CHSS Girls Basketball Team Eyes Conference And State Championships
As Morgan Fairbanks takes a break from practice inside Cape Hatteras Secondary School’s modest gym, she talks basketball with fellow team captains Caroline Gray and Savannah Scarborough.
Fairbanks recalls that first game of the season — back in November against Currituck. It was the “Battle of the Beach” Tournament and the Hurricanes had just finished off a 40-30 win on their way to what stands as an unblemished 15-0 mark as the Sentinel went to press.
“Our coach told us to play the rest of the season like we did in that game, and that’s exactly what we’ve done,” Fairbanks told the Sentinel.
Indeed, the girls basketball squad from the little school on Hatteras Island, which includes just 195 students in grades 9 through 12, is having a season to remember. It has climbed to the No. 9 spot in the state among 1A schools, defeated its northern beach rivals, First Flight and Manteo, and is eyeing tournament time with optimism and determination.
Asked about the formula for this success, head coach Earl Fountain says, “They are a very, very close-knit group…The girls know what each other is going to do before they do it. They can react without thinking, and that comes from playing together, but also from spending time together.”
Realizing at the beginning of the season that he didn’t have enough girls to make a junior varsity team and not wanting to cut any players, Fountain put all 14 girls on a larger varsity team. And with the exception of three games, all 14 girls have played in every game and average at least two points a game.
Fountain has been a Hatteras basketball coach for more than 20 years, and the players will tell you that no one knows basketball on this island better than Fountain and Assistant Coach Molly Thompson.
Five days a week – and on most weekends, for that matter – the players put in the hours on the court as they run plays, do sprint conditioning and scrimmage against one another. They regularly stay after practice to sharpen their shooting and rebounding skills.

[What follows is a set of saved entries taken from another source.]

PR #4273, opened 2022-05-15
resolve FIXME for AIM_GET_BEHIND

### LINKED ISSUE #4270: FIXME for AIM_GET_BEHIND
There is an old FIXME related to the `AIM_GET_BEHIND` code:

```
// FIXME: got this from TBP and added it here to skip the Int3() but don't really want to handle it
// properly until after 3.6.7 just to avoid delaying release or breaking something - taylor
```

There is also a related @todo:
```
@todo Complete the AIM_GET_BEHIND option
```

Goober5000:
This mode was never actually implemented, even in retail, so there is no FIXME as such.  Tweak the code to reflect this.  Fixes #4270.

### DIFF
--- a/code/ai/aicode.cpp
+++ b/code/ai/aicode.cpp
@@ -13515,7 +13515,6 @@ void ai_sentrygun()
 
 /**
  * Execute behavior given by aip->mode.
- * @todo Complete the AIM_GET_BEHIND option
  */
 void ai_execute_behavior(ai_info *aip)
 {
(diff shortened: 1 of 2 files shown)


MageKing17:
Surely the FIXME was suggesting that it *should* be implemented, not that it used to be implemented and that we somehow lost it.

Goober5000:
My interpretation of @notimaginative 's comment was that the FIXME indicated further investigation was required.  Now that we know the mode was never implemented, that satisfies the investigation IMO.

code/ai/aicode.cpp
```diff
@@ -13592,6 +13591,14 @@ void ai_execute_behavior(ai_info *aip)
 			aip->mode = AIM_NONE;
 		}
 		break;
+	case AIM_GET_BEHIND:
+		if (En_objp) {
```
JohnAFernandez, line 13595: I recommend an `nprintf` indicating that this mode was triggered, so that if there is a future AI bug which requires a really deep investigation, we can spot it that this mode is being triggered, which might be contributing to it.

JohnAFernandez (approved):
One optional suggestion.

code/ai/aicode.cpp
Goober5000: Hmm.  Ok.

The athletes, who range from freshmen to seniors, eat lunch together on game days, and share many other meals together, often camping out at someone’s house for the weekend to be together, Fountain told the Sentinel.

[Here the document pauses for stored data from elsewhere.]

PR #4274, opened 2022-05-15
add Lua BitOp 1.0.2

Goober5000:
Adds the standard Lua extension library for bit operations in Lua 5.1.
http://bitop.luajit.org/

Note that this library is normally called "bit", but it is added here as "luabit" because there is already a FSO scripting library called "bit".

It would be nice if we were able to merge the two libraries so that both sets of functions are available under "bit".  This PR is in draft form until that question can be resolved.


lib/lua/CMakeLists.txt
```diff
@@ -174,6 +174,8 @@ ELSE(FSO_USE_LUAJIT)
 			lzio.h
 
 			lua.natvis
+
+			bitop/bit.c
```
asarium, line 178: This is not a standard library feature and as such must not be included in the lua code since platforms with native Lua packages will not work properly.

asarium (changes requested):
Changing the code of external libraries is a very dangerous operation since you risk loosing those changes if someone does an update of the library. Please move the new code somewhere else, outside the lua library.

Goober5000:
I don't see how the code can be moved outside the lua library given that changes to `lib/lua/linit.c` and `lib/lua/lualib.h` are required to make the code work.

As for working on other platforms... the reason for this extension is because I want to use a script that works on another platform running Lua 5.1 but not under FSO.

Here's where I found it:
http://lua-users.org/wiki/BitwiseOperators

While the team has a go-to player in senior Caroline Gray, who is averaging almost 17 points a game, Fountain asserts that, “There is no one here who is selfish. Nobody cares about who scores.”
“One advantage we have is that we had a large nucleus coming back from last year,” he points out, adding that the girls have bought into his and Thompson’s coaching philosophy. “I like pressing, we like running and we like having everyone involved. That’s the whole thing, we don’t have to totally rely on one athlete out there.”
“I can’t express it enough that this year’s team is about family,” said captain and senior Gray. “And it is the same way when we are out on the court. Any of our fourteen girls can go in at any point in time and handle it without a doubt. They can roll with the starters.”
Scarborough adds, “To be successful on the court, you have to work in unison. You have to know how your other teammates think. I need to know what Caroline is going to do and be one step ahead.”
For her part, Assistant Coach Thompson is serious about running the girls so they have the endurance required to outpace their competition.
“You win basketball games by beating teams down the floor,” she said, adding that Scarborough and Gray have pushed the team to play harder this season. “They’ve wanted to win for a long time and they finally had the opportunity.”
Of the team, she adds, “They are a good group of girls. This is the least ‘drama-fied’ team I’ve ever been involved in.”
“We are pretty blunt here,” Gray says of her team. “If we have something to say, we say it. We vent right to someone’s face and then get past it. That benefits us as a team.”
And as this small-town team from Cape Hatteras nears the end of the season, it has its eye on the conference and state championships. The conference tourney begins on Feb. 14.
As well as the team has been playing, Thompson believes the Hurricanes will only step up and better their game as the competition intensifies. “Right now, they are playing down to the other teams. I think we are going to see a lot we haven’t seen all season.”
Gray concurred. “I believe we can make it there without a doubt,” she said of competing at the state level. “We need to put a lot of time in, and come in a lot more on Saturdays. We’ll have a lot of late practices, but we know that’s the only way to get better.”